Macrophage membrane-functionalized nanotherapeutics for tumor targeted therapy

Abstract

Cancer is a multifaceted disease characterized by uncontrollable cell growth. To date, various therapies are employed including conventional chemotherapy, surgery, radiotherapy, and immunotherapies. However, these approaches still present significant limitations. Interestingly, macrophage membranes utilize their innate antigen recognition affinity to facilitate targeted localization to tumor sites with high specificity.

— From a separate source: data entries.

PR #1176, opened 2024-12-11
Remove problematic curl dump flag

JoshuaSBrown:
# PR Description

# Tasks

## Summary by Sourcery

Bug Fixes:
- Remove the problematic '--dump' flag from the curl command in the test setup script.

### DIFF
--- a/scripts/dependency_install_functions.sh
+++ b/scripts/dependency_install_functions.sh
@@ -91,7 +91,7 @@ install_cmake() {
     # Mark cmake as installed
     touch "${DATAFED_DEPENDENCIES_INSTALL_PATH}/.cmake_installed-${DATAFED_CMAKE_VERSION}"
   fi
-  export PATH="${DATAFED_DEPENDENCIES_INSTALL_PATH}/bin:${PATH}"
+  export PATH="${DATAFED_DEPENDENCIES_INSTALL_PATH}/bin:$PATH"
 }
 
 install_protobuf() {
--- a/scripts/dependency_install_functions.sh
+++ b/scripts/dependency_install_functions.sh
@@ -49,6 +49,11 @@ else
   fi
 fi
 
+# WARNING: overwriting PATH can be very dangerous
+#   In Docker builds this must follow the pattern:
+#     PATH="<desired addition to path>:$PATH"
+#     Curly braces around PATH, like ${PATH} may pull from the host's PATH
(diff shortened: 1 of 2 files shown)


t-ramz:
While rebuilding after #1175 was fixed, I reached this error in the CI:
image


Which looks eerily familiar to #1125 

I have identified [line 94 in dependency_install_functions.sh](https://github.com/ORNL/DataFed/blob/devel/scripts/dependency_install_functions.sh#L94) as a possible culprit, maybe related to this SO answer:
https://stackoverflow.com/a/38742545

I am working to test that this is the case on a dev machine, and will push an update if it looks to be fixed.

JoshuaSBrown:
Nice work @t-ramz. 

This could also be due to missing docker layers. We are running scripts to check that there is enough hard drive space on the VMs. If docker system prune does not remove enough to guarantee space full the full build pipeline the oldest images are forcefully removed. Its possible that this could be part of the problem.

JoshuaSBrown:
Looks like the CI pipeline went through. Did you rerun the failed job? If you did it's possible it ran on a different VM where the build cache is fine.

scripts/dependency_install_functions.sh
```diff
@@ -91,7 +91,7 @@ install_cmake() {
     # Mark cmake as installed
     touch "${DATAFED_DEPENDENCIES_INSTALL_PATH}/.cmake_installed-${DATAFED_CMAKE_VERSION}"
   fi
-  export PATH="${DATAFED_DEPENDENCIES_INSTALL_PATH}/bin:${PATH}"
+  export PATH="${DATAFED_DEPENDENCIES_INSTALL_PATH}/bin:$PATH"
```
JoshuaSBrown, line 94: Why did you change this? I don't think this would be the source of the runc problem.

t-ramz: Last time we ran into an issue with the tail of the problem `stat /bin/bash: no such file or directory`, the issue was related to PATH being overwritten like in #1125 when building DataFed. I'm otherwise unsure how `bash` would ever be missing.

t-ramz:
I am going to make sure the branch is caught up with devel and work from there to see if there's something we can do.

t-ramz:
> Can we document this in a separate issue and address it there

Yessir 🫡 
#1177

AronPerez (approved):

As a result, they display distinct characteristics such as avoiding premature leakage, tumor targeting ability, immune evasion, immune system activation, tumor-infiltrating ability, improved cell endocytosis and release payload in tumor-microenvironment. In this paper, the recent advances in macrophage-membrane-encapsulated nanotherapeutics for targeted cancer therapy are presented. We begin by introducing macrophage membrane-encapsulated nanotherapeutics preparation and characterization, followed by cancer immunotherapy such as macrophage polarization, T-cell infiltration, macrophage membrane modification, immunization, and inducing immunological cell death. Lastly, a future perspective is proposed to highlight the limitations of macrophage membrane-encapsulated nanotherapeutics and the possible resolutions toward the clinical transformation of currently developed biomimetic chemotherapies. We believe this review may be beneficial for improving the deep research of macrophage membrane-encapsulated nanotherapeutics for targeted cancer therapy.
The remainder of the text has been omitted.